Here is an updated version for the Known Word Thresholds - user-estimate - also called ‘guesswork’ for most languages in LingQ:
Thanks to those who have provided additional data points - this should have improved the estimates for some languages noticeably.
Green figures: Should be accurate (taken directly out of LingQ or from Forum Info)
Black figures: Extrapolated - based on limited data
Grey figures: Extrapolated - based on limited data, with lower degree of certainty
It’s really interesting to see how some of the languages changed (or didn’t). For instance, Greek used to be at 30,250 for Advanced 2, the same as English. Now it seems to be closer to the highly inflected languages like Russian. I’m also surprised how much higher Advanced 2 is in Ukrainian than Russian. Granted, it’s currently an extrapolation, but even the Beginner 1 number is considerably higher.

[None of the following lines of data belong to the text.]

PR #852, opened 2021-11-15
Add use-boxes and close-boxes functions to encoder API

lvandeve:
Add two new functions for boxes to the encoder API, to require user to
indicate they plan to add metadata boxes, and close boxes.

The reason is: it is more efficient for the encoder, if it knows no more
boxes will follow, to output a final codestream box of unbounded size.
On the other hand, if the possibility exists that the user wants to add
a box after the final codestream box, the encoder will have to output a
box with size indicated in the header, so it must hold on to the entire
output before passing it to the user to be able to write the size in the
box header.

Without the use-boxes and close-boxes functions, the encoder would
always have to operate under the assumption a box after the codestream
could follow.

In theory it's possible to have only JxlEncoderCloseBoxes, but then the
user would always have to call it, even when not intending to use any
boxes at all, so instead only assuming there can be boxes after calling
JxlEncoderUseBoxes has less such traps.

### DIFF
--- a/lib/include/jxl/encode.h
+++ b/lib/include/jxl/encode.h
@@ -396,7 +396,7 @@ JXL_EXPORT JxlEncoderStatus JxlEncoderSetExtraChannelBuffer(
     const void* buffer, size_t size, uint32_t index);
 
 /** Adds a metadata box to the file format. JxlEncoderProcessOutput must be used
- * to effectively write the box to the output. @ref JxlEncoderUseContainer must
+ * to effectively write the box to the output. @ref JxlEncoderUseBoxes must
  * be enabled before using this function.
  *
  * Background information about the container format and boxes follows here:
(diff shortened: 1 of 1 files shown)


lib/include/jxl/encode.h
```diff
@@ -514,6 +514,29 @@ JXL_EXPORT JxlEncoderStatus JxlEncoderAddBox(JxlEncoder* enc, JxlBoxType type,
                                              size_t size,
                                              JXL_BOOL compress_box);
 
+/**
+ * Indicates the intention to add metadata boxes. This allows @ref
+ * JxlEncoderAddBox can be used. When using this function, then it is required
```
sboukortt, line 519: ?     ↓
```suggestion
 * Indicates the intention to add metadata boxes. This allows @ref
 * JxlEncoderAddBox to be used. When using this function, then it is required
```

lvandeve: Fixed, thanks!

jonsneyers (approved):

Indeed. It would be interesting to get some comments on the reasoning behind the new figures for Greek, Russian and Ukranian from the LingQ Team at some point (provided the differences remain in principal with the final figures).
Previously there were only 3 broad categories that were relatively closely together.

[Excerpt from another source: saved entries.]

PR #860, opened 2021-11-16
Refactor enc_color_management as the implementation of a C interface

sboukortt:
This will eventually allow other implementations of that interface to be
passed to the C encoding API. The actual plumbing is still to be done.

### DIFF
--- a/lib/include/jxl/cms_interface.h
+++ b/lib/include/jxl/cms_interface.h
@@ -1,0 +1,220 @@
+/* Copyright (c) the JPEG XL Project Authors. All rights reserved.
+ *
+ * Use of this source code is governed by a BSD-style
+ * license that can be found in the LICENSE file.
+ */
+
+/** @file cms_interface.h
+ * @brief Interface to allow the injection of different color management systems
+ * (CMSes, also called color management modules, or CMMs) in JPEG XL.
+ *
+ * A CMS is needed by the JPEG XL encoder and decoder to perform colorspace
+ * conversions. This defines an interface that can be implemented for different
+ * CMSes and then passed to the library.
+ */
+
+#ifndef JXL_CMS_INTERFACE_H_
+#define JXL_CMS_INTERFACE_H_
+
+#include "jxl/color_encoding.h"
+#include "jxl/memory_manager.h"
+
+#if defined(__cplusplus) || defined(c_plusplus)
+extern "C" {
+#endif
+
+/** Represents an input or output colorspace to a color transform, as a
+ * serialized ICC profile. */
+typedef struct {
+  /** The serialized ICC profile. This is guaranteed to be present and valid. */
+  struct {
+    const uint8_t* data;
+    size_t size;
+  } icc;
+
+  /** Structured representation of the colorspace, if applicable. If all fields
+   * are different from their "unknown" value, then this is equivalent to the
+   * ICC representation of the colorspace. If some are "unknown", those that are
+   * not are still valid and can still be used on their own if they are useful.
+   */
+  JxlColorEncoding color_encoding;
+
+  /** Number of components per pixel. This can be deduced from the other
+   * representations of the colorspace but is provided for convenience and
+   * validation. */
+  size_t num_channels;
+} JxlColorProfile;
+
+/** Allocates and returns the data needed for @p num_threads parallel transforms
+ * from the @p input colorspace to @p output, with up to @p pixels_per_thread
+ * pixels to transform per call to JxlCmsInterface::run. @p init_data comes
+ * directly from the JxlCmsInterface instance. Since @c run only receives the
+ * data returned by @c init, a reference to @p init_data should be kept there
+ * if access to it is desired in @c run. Likewise for JxlCmsInterface::destroy.
+ *
+ * The ICC data in @p input and @p output is guaranteed to outlive the @c init /
+ * @c run / @c destroy cycle.
+ *
+ * @param init_data JxlCmsInterface::init_data passed as-is.
+ * @param num_threads the maximum number of threads from which
+ *        JxlCmsInterface::run will be called.
+ * @param pixels_per_thread the maximum number of pixels that each call to
+ *        JxlCmsInterface::run will have to transform.
+ * @param input_profile the input colorspace for the transform.
+ * @param output_profile the colorspace to which JxlCmsInterface::run should
+ *        convert the input data.
+ * @param intensity_target for colorspaces where luminance is relative
+ *        (essentially: not PQ), indicates the luminance of (1, 1, 1). This is
+ *        only useful for conversions between a relative luminance colorspace
+ *        and an absolute luminance one, in either direction.
+ *        @p intensity_target cd/m² in the absolute colorspace should map to and
+ *        from (1, 1, 1) in the relative one.
+ * @return The data needed for the transform, or @c NULL in case of failure.
+ *         This will be passed to the other functions as @c user_data.
+ */
+typedef void* (*jpegxl_cms_init_func)(void* init_data, size_t num_threads,
+                                      size_t pixels_per_thread,
+                                      const JxlColorProfile* input_profile,
+                                      const JxlColorProfile* output_profile,
+                                      float intensity_target);
+
+/** Returns a buffer that can be used by callers of the interface to store the
+ * input of the conversion or read its result, if they pass it as the input or
+ * output of the @c run function.
+ * @param user_data the data returned by @c init.
+ * @param thread the index of the thread for which to return a buffer.
+ * @return A buffer that can be used by the caller for passing to @c run.
+ */
+typedef float* (*jpegxl_cms_get_buffer_func)(void* user_data, size_t thread);
+
+/** Executes one transform and returns true on success or false on error. It
+ * must be possible to call this from different threads with different values
+ * for @p thread, all between 0 (inclusive) and the value of @p num_threads
+ * passed to @c init (exclusive). It is allowed to implement this by locking
+ * such that the transforms are essentially performed sequentially, if such a
+ * performance profile is acceptable. @p user_data is the data returned by
+ * @c init.
+ * The buffers each contain @p num_pixels × @c num_channels interleaved floating
+ * point (0..1) samples where @c num_channels is the number of color channels of
+ * their respective color profiles. It is guaranteed that the only case in which
+ * they might overlap is if the output has fewer channels than the input, in
+ * which case the pointers may be identical.
+ * For CMYK data, 0 represents the maximum amount of ink while 1 represents no
+ * ink.
+ * @param user_data the data returned by @c init.
+ * @param thread the index of the thread from which the function is being
+ *        called.
+ * @param input_buffer the buffer containing the pixel data to be transformed.
+ * @param output_buffer the buffer receiving the transformed pixel data.
+ * @param num_pixels the number of pixels to transform from @p input to
+ * @p output.
+ * @return JXL_TRUE on success, JXL_FALSE on failure.
+ */
+typedef JXL_BOOL (*jpegxl_cms_run_func)(void* user_data, size_t thread,
+                                        const float* input_buffer,
+                                        float* output_buffer,
+                                        size_t num_pixels);
+
+/** Performs the necessary clean-up and frees the memory allocated for user
+ * data.
+ */
+typedef void (*jpegxl_cms_destroy_func)(void*);
+
+/**
+ * Interface for performing colorspace transforms. The @c init function can be
+ * called several times to instantiate several transforms, including before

Whereas, for the new figures ‘nsprung’ has stated that
“the LingQ team has been looking at the number of unique words used in some of our basic LingQ-produced courses.”
These unique words counts do show a considerable range for different languages (-> explains why there are some drastic changes). To what extent the LingQ Team has used additional expert judgement, I do not know. One advantage of the Mini-Stories is, that they provide a unique words count for almost all languages. However, there might be some differences in the way they had been translated (some a bit simpler to make it easier for beginnner, others perhaps in a somewhat more demanding way).
Another issue is, that these courses are all beginner material. Therefore, they may not be as representative for the word counts of higher levels.
This is not meant as a critique on the method or the LingQ team, but merely a comment on the inherent difficulties on such an endeavour.
The difference between russian and Ukrainian is probably because Ukrainian has more case endings for nouns. In Russian you only have one ending per gender/case combination, where in Ukrainian you have different declination groups as well.
Thanks - these Italian figures do match my latest (yet unpublished) estimates exactly. So I won’t need to collect all figures to be reasonable close/certain what the numbers should be.
However, there seem to be some outliers, so checking individual figures ist still useful. I will post an update (probably) tomorrow.
Unofficial Known Word Thresholds for most languages in LingQ:
Green figures: Confirmed
Black figures: Extrapolated
Comments:
Russian: Somewhat smaller distance from Adv 1 to Adv 2 in % (compared to other languages)
Bulgarian: Beg 1 appears too low, relatively to the other threasholds
Indonesian, Cantonese and Malay: Distances between levels (in %) are somewhat smaller for the lower levels, compared to other languages. Apparently these languages use the middle category of the ‘old System’
All other languages seem to follow a similar pattern (regarding the distances between the levels in %). Therefore the extrapolated figures should match or at least be very close.
I have a similar feeling in french as far as ability, but I’m OK with the levels, because it’s about potential. At LingQ A2 we have acquired a vast set of tools and a large pile of materials. At this point is all about using those tools and continuing the glide towards become a master at our new craft. I took a placement test in German a few days ago and had the reverse experience of high school. I completely bombed using the 47 forms (j/k) of the word “the”, but when it came to the listening comprehension I felt strong. In high school (in french), I’d nail the conjugations but have no idea during the listening segments, you know the actual part that matters. Keep it up, I no longer study my A2 language, I live it.